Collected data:

PR #2548, opened 2026-07-31
Chore/cleanup framework changes

cburandt:
## Describe your changes

- Apply C++ coding guidelines to the framwork source files touched by #2412
- recreate autogenerated module code to include shutdown handlers and configuration parameters on_change handlers
- Docs: Move some of the framework docs to the general autogenerated docs folder
- Docs: new section for experimental features, as this PR/its predecessors introduced some of them


docs/source/explanation/configuration-service.rst
```diff
@@ -0,0 +1,355 @@
...
+*******************
+Configuration Slots
+*******************
+
+A configuration slot holds one complete EVerest configuration: the set of active
+modules, their parameters and their connections. The database can hold several
+slots side by side, and exactly one of them is the **active** slot — the one the
+running modules were started from.
+
+Marking a different slot does not switch anything immediately. It records that
```
Pietfried:
```suggestion
Marking a different slot active does not switch anything immediately. It records that
```

docs/source/explanation/manager-lifecycle.rst
```diff
@@ -0,0 +1,329 @@
...
+
+All remaining sections of this page describe the graceful
+(``--graceful-shutdown``) flow. In default mode the MQTT shutdown publish is
+skipped and the force-terminate escalation happens immediately.
+
+********************
+Startup (Happy Path)
+********************
+
+- ``Idle`` (initial C++ object state) → ``Initializing`` when ``run()`` begins.
```
Pietfried:
```suggestion
- ``Idle``→ ``Initializing`` when ``run()`` begins.
```

docs/source/explanation/manager-lifecycle.rst
```diff
@@ -0,0 +1,329 @@
...
+  empty module list is a ``std::logic_error`` — the boot and restart paths
+  reject that case before it gets here, because zero modules would hang the
+  manager in ``StartingModules`` forever (no ready handler would ever fire).
+- ``StartingModules`` → ``Running`` when every non-ignored module has published
+  **ready** on MQTT (and standalone handling rules are satisfied). If
+  ``SIGINT``/shutdown is already in progress when the last ready arrives, the
+  transition to ``Running`` is **skipped** on purpose.
+- On the transition to ``Running`` the manager clears the retained startup
+  topics (unless ``--retain-topics``) and publishes the global ready signal on
+  ``<mqtt_everest_prefix>ready`` (``transition_to_running_and_announce()``).
```
Pietfried:
```suggestion
  ``<mqtt_everest_prefix>ready``.
```

lib/everest/framework/docs/ConfigService.md
Pietfried, line 1: Rewritten implementation notes pin hard-coded source line numbers. Several are already wrong on this branch

docs/source/explanation/manager-lifecycle.rst
Pietfried, line 1: While the configuration-service.rst is mostly at the right altitude the manager-lifecycle docs feel hard to read and leak too many implementation details, including private members, functions, exceptions, etc.

My suggestion is to lift this a little above the implementaiton level so that future changes and refactorings dont bite us here

Pietfried (dismissed):

lib/everest/framework/docs/ConfigService.md
cburandt: Removed the line numbers.

docs/source/explanation/manager-lifecycle.rst
cburandt: Raised the level a bit in this text.

docs/source/explanation/manager-lifecycle.rst
```diff
@@ -0,0 +1,315 @@
...
+
+************************************
+Expected vs. Exceptional Transitions
+************************************
+
+**Expected:** linear startup; clean shutdown after ``SIGINT``; controlled
+restart after an admin request; optional bounded crash recovery restart loop
+when ``--recover-module-crashes`` is set; manager exit after an unexpected
+module exit when that flag is omitted; timeout escalation only when modules miss
+their shutdown deadline.
```
Pietfried: I dont quite understand why this section exists and is helpful. The headline says `Expected vs. Exceptional Transitions` but I only read about expected transitions?

cburandt: Now reworked the text and also adjusted the code a bit (for better consistency).

modules/EVSE/OCPPmulti/OCPPmulti.hpp
```diff
@@ -5,7 +5,7 @@
 
 //
 // AUTO GENERATED - MARKED REGIONS WILL BE KEPT
-// template version 2
+// template version 3
```
florinmihut: This bumps the stamp `2` -> `3`, but the file wasn't actually regenerated: `module.hpp.j2` at version 3 emits `void shutdown();` unconditionally (no manifest-driven `{% if %}` around it) next to `init()`/`ready()`, and here the private section still only has:

```cpp
    friend class LdEverest;
    void init();
    void ready();
```

So the generated `LdEverest::shutdown()` calls `mod_ptr->shutdown()`, which -- non-virtual, nothing found in `OCPPmulti` -- resolves to `Everest::ModuleBase::shutdown()` and logs *"No shutdown handler installed! Please implement shutdown() in your module!"*. Nothing actually breaks today, since OCPPmulti tears down in `~OCPPmulti()` (`m_ocpp.shutdown()` / `m_charge_point.shutdown()`), but the log is misleading and the bumped stamp will make the next regeneration pass skip this file, so it silently stays stale.

Given the PR description says the module code was recreated to include shutdown handlers, could OCPPmulti be re-run through the generator here?

modules/EVSE/OCPPmulti/ocpp_generic/ocppImpl.hpp
```diff
@@ -5,7 +5,7 @@
 
 //
 // AUTO GENERATED - MARKED REGIONS WILL BE KEPT
-// template version 3
+// template version 4
```
florinmihut: Same as in `OCPPmulti.hpp`, and it applies to all five OCPPmulti impl headers -- `auth_token_providerImpl.hpp`, `auth_token_validatorImpl.hpp`, `ocpp_data_transferImpl.hpp`, `ocppImpl.hpp`, `session_costImpl.hpp`. Each one's only change in this PR is the stamp `3` -> `4`, but `interface-Impl.hpp.j2` at version 4 unconditionally emits `void shutdown() override;` right after `init()`/`ready()`, and these files still just have:

```cpp
    virtual void init() override;
    virtual void ready() override;
```

Without the override, `ModuleBase::invoke_shutdown()` lands on the `ImplementationBase::shutdown()` default and logs *"No shutdown handler installed! Please implement shutdown() in your implementation!"* for each of the five. Same ask: re-run the generator over OCPPmulti rather than only bumping the stamps.

florinmihut (commented):
Reviewed the framework cleanup + regeneration. The bulk of the diff is the mechanical `this->x` / `x_` -> `m_x` member rename plus the docs move, and I checked those for shadowing (locals named `config`, `mqtt_settings`, `runtime_settings`, `modules_dir` in `runtime.cpp`), constructor init-list ordering against the new member declaration order, and leftover old identifiers -- all clean. The behavioural bits also look sound to me: the `cleanup_modules_state_if_configured()` null-guard extraction, moving `reinitialize_from_db()` inside the try in `reload_and_update_context()` (`load_and_validate_config` rethrows and the `catch(...)` covers the boost non-`std::exception` path, so `config` can't be null at the deref below), the consolidated boot-failure branch, continuing past a failed DB bootstrap with `--idle-on-failure` (`init_database_bootstrap` sets `bs.db_connection` before any failure return), and the second-SIGINT SIGKILL path.

Two things about OCPPmulti look like it was missed by the regeneration sweep while still getting its version stamps bumped -- see the inline comments.

florinmihut (changes requested):

modules/EVSE/OCPPmulti/OCPPmulti.hpp
cburandt: Did not re-run, as this would require the shutdown() function to be implemented. Rather reset the template version to the original, such that the next generator pass will process the file correctly.

modules/EVSE/OCPPmulti/ocpp_generic/ocppImpl.hpp
cburandt: Same as above.

florinmihut (approved):

PR #2558, opened 2026-08-05
fix(iso15118): extract the listen socket helper

mlitre:
## Describe your changes

`connection_plain` and `connection_ssl` each built their own listening socket with the same sequence of
`socket`, `setsockopt`, `bind` and `listen` calls, and each cleaned up by hand on every error path. This
extracts that into one `create_tcp_listen_socket` helper in `detail/io/socket_helper` and points both
connections at it.

The extraction is not purely mechanical. Four things changed deliberately:

- The interface name is back in the bind failure message. Losing it makes a bind failure much harder to
  diagnose on a machine with several interfaces, since the message no longer says which one it was.
- Descriptor cleanup is RAII rather than four separate `::close(fd)` calls. Each of those calls was an
  opportunity to return early and leak the descriptor, which is exactly the kind of error path that
  never gets exercised.
- The IPv6 address is passed by value instead of by pointer. It is 16 bytes, so there is nothing to save
  by indirecting, and by value there is no lifetime question at the call site.
- The test loops the descriptor leak check rather than probing once. A single probe cannot distinguish
  "does not leak" from "leaked once and we did not look again".

The helper reports failure through the return value and leaves the caller to decide, rather than
throwing or exiting, which keeps it usable from both connection types.

N/A

---

### Stack

This branch is part of an eight PR series. Three are rooted on `main` (#2558, #2559, #2560);
the rest form a chain that forks at #2562.

| Order | PR | Branch | Base |
|---|---|---|---|
| **1** | **#2558 (this PR)** | **`fix/iso15118-listen-socket-helper`** | `main` |
| 2 | #2559 | `feat/tls-wrap-connecting-fd` | `main` |
| 3 | #2561 | `fix/io-event-handler-truthfulness` | #2559 |
| 4 | #2562 | `feat/io-client-tx-tristate` | #2561 |
| 5 | #2563 | `feat/io-fd-event-client-handshake-phase` | #2562 |
| 6 | #2564 | `feat/io-tls-policies-rebuilt` | #2563 |
| 7 | #2560 | `fix/io-connect-errno-and-backoff` | `main` |
| 8 | #2565 | `refactor/chargebridge-drop-hand-rolled-tx-gates` | #2562 |

Independent of the rest of the series, so it can be reviewed and merged on its own.

### DIFF
--- a/lib/everest/iso15118/include/iso15118/detail/io/socket_helper.hpp
+++ b/lib/everest/iso15118/include/iso15118/detail/io/socket_helper.hpp
@@ -2,6 +2,7 @@
 // Copyright 2023 Pionix GmbH and Contributors to EVerest
 #pragma once
 
+#include <cstdint>
 #include <memory>
 #include <string>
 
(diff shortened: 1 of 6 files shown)


SebaLukas (approved):
👍

PR #1381, opened 2023-09-12
Protect node.ents and node.entsCached with a mutex in fs/layer/node.go

iain-macdonald:
We run a modified version of the soci-snapshotter (which is based on the stargz-snapshotter) in production at BuildBuddy and recently enabled the golang race detector in our dev environment. It flagged racy accesses to node.ents and node.entsCached, here are the [logs](https://github.com/containerd/stargz-snapshotter/files/12591490/datarace.txt) (line numbers should be the same). This commit protects access to those two fields with a mutex.


ktock (approved):
Thanks!

PR #1387, opened 2023-09-16
Set fuse.Attr.Blocks to number of 512-byte blocks

### LINKED ISSUE #1386: stargz-snapshotter incorrectly reports number blocks for a file.
When reporting the number of blocks in a go-fuse `fuse.Attr`, stargz-snapshotter reports the number of `blockSize`-byte blocks
https://github.com/containerd/stargz-snapshotter/blob/7275d45b185cd720ce13747f0d0a78e9e7cd60e3/fs/layer/node.go#L655-L658

The go-fuse documentation indicates this should be the number of 512-byte blocks

https://github.com/hanwen/go-fuse/blob/043296a854b6094df7937a992ba1426e1bb3c306/fuse/types_linux.go#L22

---

We found this in the soci-snapshotter when a couple users reported their containers hanging after creating SOCI indexes. From strace, we found that the entrypoint scripts were getting stuck in an lseek loop while trying to `cp` a file like:

```
lseek(3, 1437832, SEEK_SET)             = 1437832
lseek(3, 1437832, SEEK_DATA)            = 1437832
lseek(3, 1437832, SEEK_HOLE)            = 1437832
lseek(3, 1437832, SEEK_SET)             = 1437832
lseek(3, 1437832, SEEK_DATA)            = 1437832
lseek(3, 1437832, SEEK_HOLE)            = 1437832
lseek(3, 1437832, SEEK_SET)             = 1437832
```

We tracked this down to a bug in go-fuse where `lseek` with `SEEK_HOLE` at the end of the file should return ENXIO, but go-fuse was returning the current file position. ([Upstream issue](https://github.com/hanwen/go-fuse/issues/487) + [pending PR to fix it](https://github.com/hanwen/go-fuse/pull/488))

While fixing go-fuse is good and solves the problem, the files shouldn't be reporting as sparse so this `lseek` behavior shouldn't be happening at all. We tracked that down to the fact that the `cp` command is detecting the file is sparse because `blocks * 512 < size` which is because SOCI (and stargz) report a lower number of `blockSize`-byte blocks. 

It looks like this lseek behavior changed in `cp` in coreutils 9.0 which is why we aren't seeing this with all containers:

>  cp, install and mv now use the copy_file_range syscall if available.
  Also, they use lseek+SEEK_HOLE rather than ioctl+FS_IOC_FIEMAP on sparse
  files, as lseek is simpler and more portable.

https://savannah.gnu.org/news/?id=10016

---

I reproduced this with stargz building the tip of main and running a ubuntu:23.04 container that I converted. Running this command will hang forever.
```
nerdctl run --snapshotter stargz --rm -it --entrypoint cp --net host ubuntu:23.04-esgz /bin/bash /bin/bash2
```

Kern--:
Before this change, stargz-snapshotter set fuse.Attr.Blocks to the number of `blockSize`-byte blocks. go-fuse and linux expect this to be reported as 512-byte blocks.

Since `blockSize` > 512, the number of blocks was under-reported which made the files look sparse to programs that inspected them (e.g. `cp`).

fixes #1386.

---

I ran a ubuntu:23.04 container to see that this fixed the hanging issue:

Before:
```
# stat /bin/bash
  File: /bin/bash
  Size: 1437832   	Blocks: 352        IO Block: 4096   regular file
# cp /bin/bash /bin/bash2 # hangs forever
```

After:
```
# stat /bin/bash
  File: /bin/bash
  Size: 1437832     Blocks: 2816       IO Block: 4096   regular file
# cp /bin/bash /bin/bash2
# stat /bin/bash2
  File: /bin/bash2
  Size: 1437832     Blocks: 2816       IO Block: 4096   regular file

```

### DIFF
--- a/fs/layer/node.go
+++ b/fs/layer/node.go
@@ -51,12 +51,16 @@ import (
 
 const (
 	blockSize         = 4096
-	whiteoutPrefix    = ".wh."
-	whiteoutOpaqueDir = whiteoutPrefix + whiteoutPrefix + ".opq"
-	opaqueXattrValue  = "y"
-	stateDirName      = ".stargz-snapshotter"
-	statFileMode      = syscall.S_IFREG | 0400 // -r--------
-	stateDirMode      = syscall.S_IFDIR | 0500 // dr-x------
+	physicalBlockSize = 512
+	// physicalBlockRatio is the ratio of blockSize to physicalBlockSize.
+	// It can be used to convert from # blockSize-byte blocks to # physicalBlockSize-byte blocks
+	physicalBlockRatio = blockSize / physicalBlockSize
+	whiteoutPrefix     = ".wh."
+	whiteoutOpaqueDir  = whiteoutPrefix + whiteoutPrefix + ".opq"
+	opaqueXattrValue   = "y"
+	stateDirName       = ".stargz-snapshotter"
+	statFileMode       = syscall.S_IFREG | 0400 // -r--------
+	stateDirMode       = syscall.S_IFDIR | 0500 // dr-x------
 )
 
 type OverlayOpaqueType int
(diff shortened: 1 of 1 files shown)


fs/layer/node.go
```diff
@@ -652,10 +656,7 @@ func entryToAttr(ino uint64, e metadata.Attr, out *fuse.Attr) fusefs.StableAttr
 		out.Size = uint64(len(e.LinkName))
 	}
 	out.Blksize = blockSize
-	out.Blocks = out.Size / uint64(out.Blksize)
-	if out.Size%uint64(out.Blksize) > 0 {
-		out.Blocks++
-	}
+	out.Blocks = (out.Size + uint64(out.Blksize) - 1) / uint64(out.Blksize) * physicalBlockRatio
```
Kern--, line 659: I opted to try to keep the blocks reported aligned to `blockSize`. I'm not sure if anything would care if it were unaligned, but it seemed reasonable to do.

ktock:
@Kern-- Thanks! The patch looks good to me. Could you run `go fmt ./fs/layer/node.go` to make the linter happy?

ASSIGNMENT: Every line above that includes the string "like" needs to be copied.

EXERCISE SOLUTION:
Two things about OCPPmulti look like it was missed by the regeneration sweep while still getting its version stamps bumped -- see the inline comments.
We found this in the soci-snapshotter when a couple users reported their containers hanging after creating SOCI indexes. From strace, we found that the entrypoint scripts were getting stuck in an lseek loop while trying to `cp` a file like:
It looks like this lseek behavior changed in `cp` in coreutils 9.0 which is why we aren't seeing this with all containers:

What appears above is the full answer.